Cada um com um sexo, com uma cor de olhos e de cabelos, impressões digitais, tom de voz, tudo traçado em seus irrepetíveis DNAs. Se disséssemos um “oi” para o Vinícius, não seria para Laina. Se ainda acompanhássemos sua gestação, não nasceria nenhum outro do que aquele que vimos anteriormente com apenas 100 células. Poderia até ter outro nome, mas seria o mesmo.
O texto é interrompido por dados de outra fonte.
PR #4629, opened 2021-09-17
Blockbase: Fix padding for the Group block with a background

### LINKED ISSUE #4617: Blockbase: Group block padding
## Steps to replicate

The Group block seems to be missing padding when it has a background colour:

image

Example markup:

```
<!-- wp:group {"style":{"color":{"background":"#d8f6ec"}}} -->
<div class="wp-block-group has-background" style="background-color:#d8f6ec"><!-- wp:paragraph -->
<p>The Layout Elements category includes the following blocks: <em>Group, Button, Columns, Media &amp; Text, separator, spacer, read more, and page break.</em></p>
<!-- /wp:paragraph -->

<!-- wp:paragraph -->
<p>This group block has a light green background color.</p>
<!-- /wp:paragraph -->

<!-- wp:button -->
<div class="wp-block-button"><a class="wp-block-button__link">A button</a></div>
<!-- /wp:button -->

<!-- wp:paragraph -->
<p>The read more block should be right below this text, but only on list pages of themes that show the full content. It won't show on the single page or on themes showing excerpts.</p>
<!-- /wp:paragraph --></div>
<!-- /wp:group -->
```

Somos porque fomos preservados desde o início.De minha parte direi para o Vinícius se a extração de células-tronco embrionárias forem aprovadas pelo STF, que apesar do país em que vive afirmar que sua vida em um dado momento foi descartável, manipulável, violável, mesmo assim, ele possui um valor incalculável desde sempre, uma dignidade inalienável, intrínseca pelo fato de pertencer a raça humana; que apesar de ter sido relativizado por uma ética pragmática, não poderá jamais ser menor do que aquilo que realmente é: um ser humano pleno, completo, merecedor de todo respeito; que apesar de muitos cientistas terem o perdido como experimento, numerosos são aqueles que ganham com sua vida.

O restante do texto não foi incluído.